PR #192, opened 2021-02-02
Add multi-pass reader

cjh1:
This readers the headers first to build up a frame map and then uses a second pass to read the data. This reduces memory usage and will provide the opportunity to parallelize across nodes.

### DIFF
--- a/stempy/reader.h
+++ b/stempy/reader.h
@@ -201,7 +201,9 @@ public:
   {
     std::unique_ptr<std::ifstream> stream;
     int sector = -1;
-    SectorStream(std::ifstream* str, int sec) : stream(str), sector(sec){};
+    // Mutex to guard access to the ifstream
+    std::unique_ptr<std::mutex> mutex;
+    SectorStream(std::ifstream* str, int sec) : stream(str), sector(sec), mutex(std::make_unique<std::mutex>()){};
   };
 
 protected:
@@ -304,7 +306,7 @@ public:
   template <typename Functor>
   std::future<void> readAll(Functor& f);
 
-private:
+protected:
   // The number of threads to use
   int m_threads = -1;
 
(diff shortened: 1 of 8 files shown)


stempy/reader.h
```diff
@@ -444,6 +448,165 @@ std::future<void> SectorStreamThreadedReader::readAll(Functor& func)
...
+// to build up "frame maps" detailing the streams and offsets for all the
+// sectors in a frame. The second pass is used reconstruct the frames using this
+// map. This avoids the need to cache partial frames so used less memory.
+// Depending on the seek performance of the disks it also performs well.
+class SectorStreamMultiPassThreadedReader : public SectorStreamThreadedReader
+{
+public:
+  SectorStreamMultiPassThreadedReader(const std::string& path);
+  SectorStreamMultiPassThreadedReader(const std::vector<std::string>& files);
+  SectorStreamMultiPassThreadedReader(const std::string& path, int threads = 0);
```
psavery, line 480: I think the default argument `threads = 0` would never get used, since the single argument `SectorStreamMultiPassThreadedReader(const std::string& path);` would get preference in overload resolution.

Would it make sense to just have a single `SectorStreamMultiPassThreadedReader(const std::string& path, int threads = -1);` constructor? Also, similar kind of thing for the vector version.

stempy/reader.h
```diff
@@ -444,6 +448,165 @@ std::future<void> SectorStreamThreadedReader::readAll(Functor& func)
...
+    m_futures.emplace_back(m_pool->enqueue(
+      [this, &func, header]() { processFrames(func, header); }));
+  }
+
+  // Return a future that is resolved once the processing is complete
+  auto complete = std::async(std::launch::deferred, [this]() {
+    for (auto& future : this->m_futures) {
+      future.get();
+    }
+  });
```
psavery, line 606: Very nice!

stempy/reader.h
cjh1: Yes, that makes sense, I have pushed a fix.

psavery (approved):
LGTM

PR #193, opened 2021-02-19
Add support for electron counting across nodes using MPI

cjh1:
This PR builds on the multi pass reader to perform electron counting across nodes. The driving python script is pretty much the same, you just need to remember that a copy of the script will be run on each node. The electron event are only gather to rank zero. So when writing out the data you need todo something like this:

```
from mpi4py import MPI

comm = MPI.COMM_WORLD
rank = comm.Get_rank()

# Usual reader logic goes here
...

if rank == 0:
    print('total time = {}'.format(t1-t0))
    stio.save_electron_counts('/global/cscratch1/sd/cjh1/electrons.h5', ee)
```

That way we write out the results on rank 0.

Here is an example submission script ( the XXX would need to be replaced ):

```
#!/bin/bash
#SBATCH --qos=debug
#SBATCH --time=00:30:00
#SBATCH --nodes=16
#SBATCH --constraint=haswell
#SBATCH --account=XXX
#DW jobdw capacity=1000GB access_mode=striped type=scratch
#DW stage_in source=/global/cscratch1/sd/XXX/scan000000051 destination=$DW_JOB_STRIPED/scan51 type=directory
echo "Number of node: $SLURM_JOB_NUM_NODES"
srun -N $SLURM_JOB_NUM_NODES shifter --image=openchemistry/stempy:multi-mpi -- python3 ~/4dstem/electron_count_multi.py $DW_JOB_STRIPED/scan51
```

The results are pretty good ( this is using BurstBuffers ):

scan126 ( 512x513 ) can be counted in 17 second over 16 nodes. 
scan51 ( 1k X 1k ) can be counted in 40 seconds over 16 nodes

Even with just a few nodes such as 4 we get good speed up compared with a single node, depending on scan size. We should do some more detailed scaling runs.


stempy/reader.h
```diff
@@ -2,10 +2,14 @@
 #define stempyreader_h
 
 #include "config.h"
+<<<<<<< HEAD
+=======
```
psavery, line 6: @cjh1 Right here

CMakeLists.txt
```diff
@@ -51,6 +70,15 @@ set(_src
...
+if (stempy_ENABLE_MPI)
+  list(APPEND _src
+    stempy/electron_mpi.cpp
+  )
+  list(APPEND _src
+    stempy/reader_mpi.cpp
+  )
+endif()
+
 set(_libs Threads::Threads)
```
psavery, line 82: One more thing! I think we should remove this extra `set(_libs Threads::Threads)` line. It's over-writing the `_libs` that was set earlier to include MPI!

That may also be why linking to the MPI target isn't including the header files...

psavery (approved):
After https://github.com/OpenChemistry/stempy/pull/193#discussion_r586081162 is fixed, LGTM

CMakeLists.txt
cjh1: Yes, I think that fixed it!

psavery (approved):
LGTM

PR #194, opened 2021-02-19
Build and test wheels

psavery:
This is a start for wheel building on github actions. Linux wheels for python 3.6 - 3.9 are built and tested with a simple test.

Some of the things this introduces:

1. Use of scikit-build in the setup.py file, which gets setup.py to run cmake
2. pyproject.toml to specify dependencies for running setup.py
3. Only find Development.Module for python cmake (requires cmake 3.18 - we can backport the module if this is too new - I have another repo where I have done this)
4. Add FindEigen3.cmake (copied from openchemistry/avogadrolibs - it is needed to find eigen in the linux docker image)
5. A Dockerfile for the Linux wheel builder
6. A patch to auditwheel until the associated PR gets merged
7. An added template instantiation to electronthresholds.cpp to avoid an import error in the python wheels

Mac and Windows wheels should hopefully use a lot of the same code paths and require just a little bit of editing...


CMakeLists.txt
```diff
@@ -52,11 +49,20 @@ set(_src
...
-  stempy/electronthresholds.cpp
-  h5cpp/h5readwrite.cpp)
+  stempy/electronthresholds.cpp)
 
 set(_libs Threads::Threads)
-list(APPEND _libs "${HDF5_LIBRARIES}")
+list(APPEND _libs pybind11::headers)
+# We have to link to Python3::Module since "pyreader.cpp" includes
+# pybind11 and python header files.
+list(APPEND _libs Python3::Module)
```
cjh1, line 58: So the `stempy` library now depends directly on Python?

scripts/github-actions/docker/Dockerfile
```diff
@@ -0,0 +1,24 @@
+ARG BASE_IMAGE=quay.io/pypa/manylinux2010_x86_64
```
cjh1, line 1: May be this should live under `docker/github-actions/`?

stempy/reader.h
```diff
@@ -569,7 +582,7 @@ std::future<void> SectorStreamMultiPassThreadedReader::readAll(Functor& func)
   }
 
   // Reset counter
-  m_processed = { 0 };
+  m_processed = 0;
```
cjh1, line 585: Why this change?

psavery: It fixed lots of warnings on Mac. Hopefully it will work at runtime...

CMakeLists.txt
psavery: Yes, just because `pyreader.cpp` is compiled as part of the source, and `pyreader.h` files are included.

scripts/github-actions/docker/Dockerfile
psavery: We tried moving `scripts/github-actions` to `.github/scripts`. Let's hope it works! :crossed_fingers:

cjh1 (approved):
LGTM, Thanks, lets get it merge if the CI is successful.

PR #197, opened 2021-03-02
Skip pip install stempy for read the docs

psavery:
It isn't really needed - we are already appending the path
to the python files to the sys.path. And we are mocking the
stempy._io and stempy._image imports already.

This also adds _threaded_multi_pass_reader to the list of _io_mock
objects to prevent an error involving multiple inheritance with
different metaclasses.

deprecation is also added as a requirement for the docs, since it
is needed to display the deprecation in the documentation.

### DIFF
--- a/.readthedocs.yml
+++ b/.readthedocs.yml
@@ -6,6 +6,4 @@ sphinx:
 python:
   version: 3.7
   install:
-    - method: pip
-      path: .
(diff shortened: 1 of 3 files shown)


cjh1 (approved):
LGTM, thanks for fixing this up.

▸ **WHAT TO PRODUCE**:
Start with the first line of the data and print every line exactly. The line containing "(diff shortened: 1 of 8 files shown)" is the last one to include.

▸ **EXERCISE SOLUTION**:
PR #192, opened 2021-02-02
Add multi-pass reader

cjh1:
This readers the headers first to build up a frame map and then uses a second pass to read the data. This reduces memory usage and will provide the opportunity to parallelize across nodes.

### DIFF
--- a/stempy/reader.h
+++ b/stempy/reader.h
@@ -201,7 +201,9 @@ public:
   {
     std::unique_ptr<std::ifstream> stream;
     int sector = -1;
-    SectorStream(std::ifstream* str, int sec) : stream(str), sector(sec){};
+    // Mutex to guard access to the ifstream
+    std::unique_ptr<std::mutex> mutex;
+    SectorStream(std::ifstream* str, int sec) : stream(str), sector(sec), mutex(std::make_unique<std::mutex>()){};
   };
 
 protected:
@@ -304,7 +306,7 @@ public:
   template <typename Functor>
   std::future<void> readAll(Functor& f);
 
-private:
+protected:
   // The number of threads to use
   int m_threads = -1;
 
(diff shortened: 1 of 8 files shown)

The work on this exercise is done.